Sounds like that's the case. And something I can add is that my first job was a traineeship with the public Trustee about twenty years ago, maybe a little bit longer than that ago, and my observation I was in the finance and accounting area, but my observation in the estate's administration team was that it's quite a lengthy process. It wasn't something that's happened in a month or two.
It could go into years in some cases to wind up a states if there was no wills, trying to locate that the family members and make decisions and wind up assets, and of course there's costs as well, and they may not be accurate today because my reference point is twenty years ago, but it was a few percent of the state at that time that the government would take as their administration fees to look after the assets and distribute as per the legislation if there's no will
in place. So moving on to writing the will or updating a will, any tips on who you should appoint as an executor. Should it be your spouse, parents, brothers, sisters, your accountant, what do you think they're Yeah.

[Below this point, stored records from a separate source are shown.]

PR #1696, opened 2024-07-30
[14.0] [IMP] product_packaging_dimension: Volume writable

raumschmiede-joshuaL:
We have products that we send only via Dropshipment. The supplier gives us only the volume for the products, not the dimensions. For this case we want to manually set the volume.

I had to fix the tests because with `.new()` the inverse is not called and other things didn't work either. Took some time to find the problem.
Do you want the test fixes in a separate commit?

### DIFF
--- a/product_packaging_dimension/models/product_packaging.py
+++ b/product_packaging_dimension/models/product_packaging.py
@@ -1,4 +1,5 @@
 # Copyright 2019-2021 Camptocamp SA
+# Copyright 2024 Raumschmiede GmbH
 # License AGPL-3.0 or later (https://www.gnu.org/licenses/agpl)
 from odoo import api, fields, models
 
@@ -65,8 +66,8 @@ class ProductPackaging(models.Model):
         "Volume",
         digits=(8, 4),
         compute="_compute_volume",
-        readonly=True,
-        store=False,
+        readonly=False,
+        store=True,
         help="The Packaging volume",
     )
 
--- a/product_packaging_dimension/tests/test_packaging_volume.py
+++ b/product_packaging_dimension/tests/test_packaging_volume.py
@@ -1,4 +1,5 @@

The executive is from someone who's close to the family. So the obvious and the usual case in a husband wife arrangement or the facto partner arrangement is that each party would appoint the other as their executor. So that's fairly simple. That's not again, it's not essential to have
a valid will. You can, even with a partner, appoint another executor, for example, an accountant or a lawyer, because the spouse has a little aptitude in financial matters and the party making the world decides that won't be very easy on that other spouse. And sometimes there can be the language barriers as well. It might be better to have someone who is a little bit more across financial
matters in the relevant country. The other aspect with executors is how many your point and in the case of the husband wife arrangement, we have appointed one, you have to appoint a substitute. For example, both of you pass and pass away in an accident, so you would normally then appoint, for example, one or two of your children. So that's all fine, and that makes sense because they're
likely to be the beneficiaries. It becomes another discussion if there are no children and who you might choose to be the executor in those cases. Your example of an accountant is clearly one. A lawyer quite often does that role, but it's often best to have someone who is close to the family, for example siblings, and this is particularly so if there are a minor children involved, so that the bit of a knowledge of family dynamics for the executor will help them get the money where you want
it to go. So it's an important role and something that people need to think seriously about because it can mean that there are different outcomes. Despite the fact that the will says where it's got to go, where your estate's got to go, how it gets there would be determined by the attitude of the executive.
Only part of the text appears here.